:: WHAT IS EXPECTED ::
For the listing below, print exactly the lines from the line with "marchello2000: doesn't look" to the line with "Let's add it", both included, and nothing beyond them.

:: INFORMATION SUPPLIED ::
PR #3843, opened 2020-08-06
fix(exceptions): Don't let errors in `trackResult` leak out

marchello2000:
It's possible for trackResult metrics call to fail and we don't want that failure to leak out and fail orca tasks

### DIFF
--- a/orca-core/src/main/java/com/netflix/spinnaker/orca/clouddriver/utils/CloudProviderAware.java
+++ b/orca-core/src/main/java/com/netflix/spinnaker/orca/clouddriver/utils/CloudProviderAware.java
@@ -58,9 +58,12 @@ public interface CloudProviderAware {
 
   // may return a list with 0, 1 or more regions (no guarantees on the ordering)
   default List<String> getRegions(Map<String, Object> context) {
-    String region = (String) context.getOrDefault("region", null);
+    Object region = context.getOrDefault("region", null);
     if (region != null) {
-      return ImmutableList.of(region);
+      if (region instanceof List) {
+        return ImmutableList.copyOf((List<String>) region);
+      }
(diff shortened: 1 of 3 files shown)


orca-core/src/main/java/com/netflix/spinnaker/orca/clouddriver/utils/CloudProviderAware.java
```diff
@@ -58,9 +58,12 @@ default String getCredentials(Map<String, Object> context) {
 
   // may return a list with 0, 1 or more regions (no guarantees on the ordering)
   default List<String> getRegions(Map<String, Object> context) {
-    String region = (String) context.getOrDefault("region", null);
+    Object region = context.getOrDefault("region", null);
```
marchello2000, line 61: this sometimes is a string and sometimes a list. I tried to make it handle both. but also wrapped in `try/catch` in the  other files

orca-queue/src/main/kotlin/com/netflix/spinnaker/orca/q/handler/RunTaskHandler.kt
```diff
@@ -169,7 +170,7 @@ class RunTaskHandler(
             } else if (e is TimeoutException && stage.context["markSuccessfulOnTimeout"] == true) {
               queue.push(CompleteTask(message, SUCCEEDED))
             } else {
-              if (e !is TimeoutException) {
+              if (e !is TimeoutException && e !is UserException) {
```
marchello2000, line 173: oh, this is actually from a related but separate change. but might as well go together. Basically, we shouldn't log errors for exceptiosn that are not in "our" control. E.g. bad SpEL expression and any other `UserExceptions`

PR #3845, opened 2020-08-06
fix(exceptions): add exception handler for exceptional situations

marchello2000:
When a user submits a bad pipeline e.g.
* with jenkins trigger that has an invalid properties file or job that doesn't exist)
* with a broken pipeline template

we don't want to 500 because:
a) the calling service (echo in most cases here) will keep retrying which makes no sense
b) it's an erroneous HTTP 500 metric that is noise

### DIFF
--- a/orca-web/src/main/groovy/com/netflix/spinnaker/orca/controllers/OperationsController.groovy
+++ b/orca-web/src/main/groovy/com/netflix/spinnaker/orca/controllers/OperationsController.groovy
@@ -23,8 +23,7 @@ import com.netflix.spinnaker.fiat.shared.FiatService
 import com.netflix.spinnaker.fiat.shared.FiatStatus
 import com.netflix.spinnaker.kork.exceptions.ConfigurationException
 import com.netflix.spinnaker.kork.exceptions.SpinnakerException
-import com.netflix.spinnaker.kork.web.exceptions.InvalidRequestException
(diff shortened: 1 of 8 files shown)


orca-web/src/main/groovy/com/netflix/spinnaker/orca/controllers/OperationsController.groovy
```diff
@@ -478,4 +480,11 @@ class OperationsController {
       pipeline.origin = AuthenticatedRequest.spinnakerUserOrigin.orElse('unknown')
     }
   }
+
+  @ExceptionHandler(UserException.class)
+  static void handleUserExceptions(UserException e, HttpServletResponse response) {
```
cfieber, line 485: do our generic error handlers in kork not handle UserException as a 400 already?

I think if they do, they will serve a json payload with some details instead of a text response - might play slightly nicer with handling API responses if they come back that way

marchello2000: oh... i didn't see it let me look/try, thanks!

marchello2000: doesn't look like it, but i can add one to kork, that will obviate the need for them here

marchello2000:
https://github.com/spinnaker/kork/pull/737/files will update this PR

PR #3848, opened 2020-08-06
fix(destroy): add disable stage to destroy server group stage

dreynaud:
Let's add it as a beforeStage instead of duplicating the tasks in the disable stage.

In particular, the task graph of DestroyServerGroupStage was missing a determineHealthProviderTask
and using the now-deprecated WaitForAllInstancesNotUpTask.


ajordens:
Does this all wire up nice in the UI?

christopherthielen:
> Does this all wire up nice in the UI?

yeah it should be good

PR #3851, opened 2020-08-07
Default values for template vars not defined in pipeline

jmalvarezf-lmes:
Hi,

This PR basically addresses the issue that I left a month ago: https://github.com/spinnaker/spinnaker/issues/5842

The idea here is that when you create a template pipeline (in V2), you can define template variables, and you define a default value for them. That default value is used if you create the pipeline from the UI (only the first time), but if you use directly spin, or update your template with new variables, the default value is never used, and your pipeline will fail if a value is not defined for that variable. This change allows you to get the default value from the template if the variable is not defined in your template.

The PR is small, but it is very useful for us, as we are constantly evolving templates and it is very difficult to maintain those templates if we have to modify the pipelines that use them all every time we add a variable to address a new feature.

Hope it is useful!

Regards,


robzienert:
Test asserting this behavior would be good.

jmalvarezf-lmes:
@robzienert you are completely right. I've added a test to assert the behaviour.

Thanks!

robzienert (approved):

PR #3857, opened 2020-08-11
feat(cleanup agents): Add ability for special treatment of apps for orchestration cleanup

marchello2000:
Similar to https://github.com/spinnaker/orca/pull/3612 but for orchestrations

Add the ability to treat certain applications differently from orchestration clean up perspective.
Sometimes (e.g. when an application produces a lot of tasks via API), it is useful to have different
orchestration clean up threshold for certain applications.
This change adds setting to the `TopApplicationExecutionCleanupAgent` to, optionally, specify custom policy per application.

The config looks like this:

```yaml
pollers:
  topApplicationExecutionCleanup:
    enabled: true
    exceptionApplicationThresholds:
      application1: 1000
      application2: 30000
```


ajordens:
I'll take a better read come morning but at a glance this looks good. 

Minor comment as to whether we could do with some per-application flexibility?

```
exceptionApplicationThresholds:
  - application1: 10000
  - application2: 5000
```

I don't have strong feelings and nothing in this config precludes a change in the future (I suppose).

marchello2000:
@ajordens good idea, i wanted to originally model on the work I did for oldpipelinecleanupagent, but it think your approach make more sense for this case. Updated

orca-sql/src/test/groovy/com/netflix/spinnaker/orca/sql/cleanup/TopApplicationExecutionCleanupPollingNotificationAgentSpec.groovy
```diff
@@ -0,0 +1,161 @@
...
+import spock.lang.Shared
+import spock.lang.Specification
+
+import java.time.Instant
+
+import static com.netflix.spinnaker.kork.sql.test.SqlTestUtil.*
+import static com.netflix.spinnaker.orca.api.pipeline.models.ExecutionType.ORCHESTRATION
+import static java.time.temporal.ChronoUnit.DAYS
+
+abstract class TopApplicationExecutionCleanupPollingNotificationAgentSpec extends Specification {
```
robzienert, line 43: It doesn't look like this is used anywhere?

PR #3858, opened 2020-08-11
feat(destroy): Add a flag to be able to skip the disable of destroy stage

marchello2000:
Add an experimental flag `forceSkipDisable` to the `DestroyServerGroupStage` so that applications that don't participate in discovery can skip disable step which should speed up their destruction operation.

### DIFF
--- a/orca-clouddriver/src/main/groovy/com/netflix/spinnaker/orca/clouddriver/pipeline/servergroup/DestroyServerGroupStage.groovy
+++ b/orca-clouddriver/src/main/groovy/com/netflix/spinnaker/orca/clouddriver/pipeline/servergroup/DestroyServerGroupStage.groovy
@@ -25,11 +25,15 @@ import com.netflix.spinnaker.orca.clouddriver.tasks.MonitorKatoTask
 import com.netflix.spinnaker.orca.clouddriver.tasks.servergroup.DestroyServerGroupTask
 import com.netflix.spinnaker.orca.clouddriver.tasks.servergroup.WaitForDestroyedServerGroupTask
 import com.netflix.spinnaker.orca.pipeline.graph.StageGraphBuilderImpl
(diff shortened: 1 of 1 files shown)


orca-clouddriver/src/main/groovy/com/netflix/spinnaker/orca/clouddriver/pipeline/servergroup/DestroyServerGroupStage.groovy
```diff
@@ -40,10 +40,14 @@ class DestroyServerGroupStage extends TargetServerGroupLinearStageSupport implem
   }
 
   private static void addDisableStage(Map<String, Object> context, StageGraphBuilderImpl graph) {
-    graph.add {
-      it.name = "disableServerGroup"
-      it.type = getType(DisableServerGroupStage)
-      it.context.putAll(context)
+    boolean skipDisable = (boolean)context.getOrDefault("forceSkipDisable", false)
```
ajordens, line 43: nit ... maybe `shouldDisableBeforeDestroy` (default to `true`) vs `forceSkipDisable` (default to `false`).

Otherwise I think this is a useful flag!

marchello2000: I prefer props that aren't there to be `false`. But in this very limited (from code perspective) use case it feels less consequential. I also thought having more strong language e.g. `force` would be good since most people shouldn't be setting the flag so when it's set, hopefully it stands out a bit

ajordens: Agree with the default-to-false idea, makes sense to me.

:: RESPONSE TO THIS TASK ::
marchello2000: doesn't look like it, but i can add one to kork, that will obviate the need for them here

marchello2000:
https://github.com/spinnaker/kork/pull/737/files will update this PR

PR #3848, opened 2020-08-06
fix(destroy): add disable stage to destroy server group stage

dreynaud:
Let's add it as a beforeStage instead of duplicating the tasks in the disable stage.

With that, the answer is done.